Issue #316, opened 2024-07-15
SubBeamNodScan has no `_nrows` attribute


astrofle:
**Describe the bug**
It is not possible to retrieve the `nrows` attribute of a SubBeamNodScan.

**How to Reproduce**
```Python
filename = "/home/dysh/example_data/subbeamnod/data/AGBT13A_124_06/AGBT13A_124_06.raw.acs/"
sdf_sbn = GBTFITSLoad(filename)
sbn_scan = sdf_sbn.subbeamnod(ifnum=0, plnum=0)
sbn_scan[0].nrows
```

**Environment**
- Dysh version 0.3.0
- Python version 3.11.9
- OS RedHat 7

Issue #58, opened 2023-07-21
Test subbeamnod using synthetic data


astrofle:
Since `GBTIDL` did not have a procedure to calibrate `SubBeamNod` scans we will have to use synthetic data for testing. 
We need to make a realistic SDFITS file for the test.

Issue #133, opened 2023-11-22
`gettp` use of cal and calibrate is inconsistent


astrofle:
When calling `gettp` and using `cal=True`, the returned data is still a combination of the `cal='T'` and `cal='F'` rows.

An example:

``` Python
import numpy as np

from dysh.fits.gbtfitsload import GBTFITSLoad
import dysh.util as util

testdata = util.get_project_testdata()
data_path = testdata  / "AGBT18B_354_03/AGBT18B_354_03.raw.vegas/AGBT18B_354_03.raw.vegas.A.fits"

sdf = GBTFITSLoad(data_path, verbose=False)
tps = sdf.gettp(6, ifnum=2, cal=True, plnum=0)

# This should return True -- it does not.
np.all(tps[0]._refcalon == tps[0].total_power(0).flux.value)

# This should return False -- it does not.
np.all(0.5*(tps[0]._refcalon + tps[0]._refcaloff) == tps[0].total_power(0).flux.value)
```

mpound:
I find the GBTIDL documentation about cal_state and sig_state confusing:
https://www.gb.nrao.edu/GBT/DA/gbtidl/release/user/guide/gettp.html

It seems like regardless of cal_state/sig_state,  dototalpower is called to average both switching phases cal_state=0/1 ('F'/'T' in SDFITS header) and calculate Tsys.  But then some different average is done (keeping the original Tsys?) depending on cal_state & sig_state being 0,1, or unset.  

Specifically, I am having trouble parsing this sentence in the GBTIDL **Summary** of gettp:

_**Note:** this step is done even when the data from only one state is requested using the cal_state or sig_state keywords._

Here is my best guess at the expected behavior,  with Python representation 0=False, 1=True, None=unset:

 | CAL     |   SIG    |   RESULT |     TSYS
 | -----      |  -------   |  --------    |    ----  | 
 |  None  | None |    data = 0.5* (REFCALON + REFCALOFF) , regardless of sig state  | use all CAL states, all SIG states |
 | None  | True |      data = 0.5* (REFCALON + REFCALOFF), where sig = 'T'  (sig_state=1) |  use all CAL states, SIG='T' |
| None  | False |     data = 0.5* (REFCALON + REFCALOFF), where sig = 'F'  (sig_state=0) |  use all CAL states, SIG='F' |
| True   |   None |    data = REFCALON, regardless of sig_state | use all CAL states, all SIG states |
[...]

PR #352, opened 2024-08-20
SubBeamNod update

astrofle:
In this PR
* Fix for issue #316.
* Fix for `GBTFITSLoad.subbeamnod` when using `method='cycle'` after the updates to `TPScan`.
* Refactor of the code for `SubBeamNodScan` to use a single processing regardless of `method`.
* Adds tests using synthetic data -- issue #58.


src/dysh/spectra/scan.py
```diff
@@ -1543,8 +1543,6 @@ class SubBeamNodScan(ScanMixin):
         Signal total power scans
     reftp:  list ~spectra.scan.TPScan
         Reference total power scans
-    fulltp:  ~spectra.scan.TPScan
-        A full (sig+ref) total power scans, used only for method='scan'
     method: str
```
mpound, line 1546: method argument is no longer needed/used, right?

src/dysh/spectra/tests/test_scan.py
```diff
@@ -183,6 +180,85 @@ def test_compare_with_GBTIDL(self, data_dir):
...
+        # Convert to counts.
+        p_sig_mod = gain * (sig_mod + tsys)
+        p_ref_mod = gain * (ref_mod + tsys)
+
+        # Replace data.
+        sdf["TCAL"] = tcal
+        new_data = np.empty_like(sdf["DATA"])
+        new_data[sig_mask] = p_sig_mod
+        new_data[ref_mask] = p_ref_mod
+        sdf["DATA"] = new_data
```
mpound, line 230: I expect this generates a warning.   You could filter the warning beforehand.  Or not.

src/dysh/spectra/tests/test_scan.py
```diff
@@ -183,6 +180,85 @@ def test_compare_with_GBTIDL(self, data_dir):
...
+        assert pytest.approx(sbn_scan.data.mean(), rms_scan.value) == tcont
+
+        # Compare exposure times.
+        assert sbn_cycle.meta["EXPOSURE"] == sbn_scan.meta["EXPOSURE"]
+
+        # Compare system temperature.
+        assert pytest.approx(sbn_scan.meta["TSYS"], rms_scan.value) == sbn_cycle.meta["TSYS"]
+        assert pytest.approx(sbn_cycle.meta["TSYS"] - tcal / 2.0, rms_cycle.value) == tsys
+        assert pytest.approx(sbn_scan.meta["TSYS"] - tcal / 2.0, rms_scan.value) == tsys
+        # The need to re-subtract the calibrator temperature suggests that there is a problem
```
mpound, line 252: TPScan.calc_tsys() was re-written as part of #133.   Maybe a problem there?

mpound (approved):
Some minor suggestions.  Nice work!

src/dysh/spectra/tests/test_scan.py
astrofle: The base implementation of `spectrum.core.mean_tsys` did not change, and the remaining changes do not seem to affect the calculation itself, or other tests involving `gettp`. I think this may be a problem with the equation itself and adding back the `tcal/2.0` (in `spectrum.core.mean_tsys`), because the line amplitude also comes back higher than what you put in. I'd like to double check.

mpound: Tsys computation reference: https://www.gb.nrao.edu/GBT/DA/gbtidl/gbtcal2.1-30Oct09.pdf

astrofle: Yes, not `dysh` specific.

src/dysh/spectra/tests/test_scan.py
astrofle: Good idea.

src/dysh/spectra/scan.py
astrofle: Correct. Removed.

src/dysh/spectra/tests/test_scan.py
astrofle: My mistake. Nothing wrong with how things are.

■ **Task brief**:
A word-for-word copy of the data is the expected answer.

■ **Exercise result**:
Issue #316, opened 2024-07-15
SubBeamNodScan has no `_nrows` attribute


astrofle:
**Describe the bug**
It is not possible to retrieve the `nrows` attribute of a SubBeamNodScan.

**How to Reproduce**
```Python
filename = "/home/dysh/example_data/subbeamnod/data/AGBT13A_124_06/AGBT13A_124_06.raw.acs/"
sdf_sbn = GBTFITSLoad(filename)
sbn_scan = sdf_sbn.subbeamnod(ifnum=0, plnum=0)
sbn_scan[0].nrows
```

**Environment**
- Dysh version 0.3.0
- Python version 3.11.9
- OS RedHat 7

Issue #58, opened 2023-07-21
Test subbeamnod using synthetic data


astrofle:
Since `GBTIDL` did not have a procedure to calibrate `SubBeamNod` scans we will have to use synthetic data for testing. 
We need to make a realistic SDFITS file for the test.

Issue #133, opened 2023-11-22
`gettp` use of cal and calibrate is inconsistent


astrofle:
When calling `gettp` and using `cal=True`, the returned data is still a combination of the `cal='T'` and `cal='F'` rows.

An example:

``` Python
import numpy as np

from dysh.fits.gbtfitsload import GBTFITSLoad
import dysh.util as util

testdata = util.get_project_testdata()
data_path = testdata  / "AGBT18B_354_03/AGBT18B_354_03.raw.vegas/AGBT18B_354_03.raw.vegas.A.fits"

sdf = GBTFITSLoad(data_path, verbose=False)
tps = sdf.gettp(6, ifnum=2, cal=True, plnum=0)

# This should return True -- it does not.
np.all(tps[0]._refcalon == tps[0].total_power(0).flux.value)

# This should return False -- it does not.
np.all(0.5*(tps[0]._refcalon + tps[0]._refcaloff) == tps[0].total_power(0).flux.value)
```

mpound:
I find the GBTIDL documentation about cal_state and sig_state confusing:
https://www.gb.nrao.edu/GBT/DA/gbtidl/release/user/guide/gettp.html

It seems like regardless of cal_state/sig_state,  dototalpower is called to average both switching phases cal_state=0/1 ('F'/'T' in SDFITS header) and calculate Tsys.  But then some different average is done (keeping the original Tsys?) depending on cal_state & sig_state being 0,1, or unset.  

Specifically, I am having trouble parsing this sentence in the GBTIDL **Summary** of gettp:

_**Note:** this step is done even when the data from only one state is requested using the cal_state or sig_state keywords._

Here is my best guess at the expected behavior,  with Python representation 0=False, 1=True, None=unset:

 | CAL     |   SIG    |   RESULT |     TSYS
 | -----      |  -------   |  --------    |    ----  | 
 |  None  | None |    data = 0.5* (REFCALON + REFCALOFF) , regardless of sig state  | use all CAL states, all SIG states |
 | None  | True |      data = 0.5* (REFCALON + REFCALOFF), where sig = 'T'  (sig_state=1) |  use all CAL states, SIG='T' |
| None  | False |     data = 0.5* (REFCALON + REFCALOFF), where sig = 'F'  (sig_state=0) |  use all CAL states, SIG='F' |
| True   |   None |    data = REFCALON, regardless of sig_state | use all CAL states, all SIG states |
[...]

PR #352, opened 2024-08-20
SubBeamNod update

astrofle:
In this PR
* Fix for issue #316.
* Fix for `GBTFITSLoad.subbeamnod` when using `method='cycle'` after the updates to `TPScan`.
* Refactor of the code for `SubBeamNodScan` to use a single processing regardless of `method`.
* Adds tests using synthetic data -- issue #58.


src/dysh/spectra/scan.py
```diff
@@ -1543,8 +1543,6 @@ class SubBeamNodScan(ScanMixin):
         Signal total power scans
     reftp:  list ~spectra.scan.TPScan
         Reference total power scans
-    fulltp:  ~spectra.scan.TPScan
-        A full (sig+ref) total power scans, used only for method='scan'
     method: str
```
mpound, line 1546: method argument is no longer needed/used, right?

src/dysh/spectra/tests/test_scan.py
```diff
@@ -183,6 +180,85 @@ def test_compare_with_GBTIDL(self, data_dir):
...
+        # Convert to counts.
+        p_sig_mod = gain * (sig_mod + tsys)
+        p_ref_mod = gain * (ref_mod + tsys)
+
+        # Replace data.
+        sdf["TCAL"] = tcal
+        new_data = np.empty_like(sdf["DATA"])
+        new_data[sig_mask] = p_sig_mod
+        new_data[ref_mask] = p_ref_mod
+        sdf["DATA"] = new_data
```
mpound, line 230: I expect this generates a warning.   You could filter the warning beforehand.  Or not.

src/dysh/spectra/tests/test_scan.py
```diff
@@ -183,6 +180,85 @@ def test_compare_with_GBTIDL(self, data_dir):
...
+        assert pytest.approx(sbn_scan.data.mean(), rms_scan.value) == tcont
+
+        # Compare exposure times.
+        assert sbn_cycle.meta["EXPOSURE"] == sbn_scan.meta["EXPOSURE"]
+
+        # Compare system temperature.
+        assert pytest.approx(sbn_scan.meta["TSYS"], rms_scan.value) == sbn_cycle.meta["TSYS"]
+        assert pytest.approx(sbn_cycle.meta["TSYS"] - tcal / 2.0, rms_cycle.value) == tsys
+        assert pytest.approx(sbn_scan.meta["TSYS"] - tcal / 2.0, rms_scan.value) == tsys
+        # The need to re-subtract the calibrator temperature suggests that there is a problem
```
mpound, line 252: TPScan.calc_tsys() was re-written as part of #133.   Maybe a problem there?

mpound (approved):
Some minor suggestions.  Nice work!

src/dysh/spectra/tests/test_scan.py
astrofle: The base implementation of `spectrum.core.mean_tsys` did not change, and the remaining changes do not seem to affect the calculation itself, or other tests involving `gettp`. I think this may be a problem with the equation itself and adding back the `tcal/2.0` (in `spectrum.core.mean_tsys`), because the line amplitude also comes back higher than what you put in. I'd like to double check.

mpound: Tsys computation reference: https://www.gb.nrao.edu/GBT/DA/gbtidl/gbtcal2.1-30Oct09.pdf

astrofle: Yes, not `dysh` specific.

src/dysh/spectra/tests/test_scan.py
astrofle: Good idea.

src/dysh/spectra/scan.py
astrofle: Correct. Removed.

src/dysh/spectra/tests/test_scan.py
astrofle: My mistake. Nothing wrong with how things are.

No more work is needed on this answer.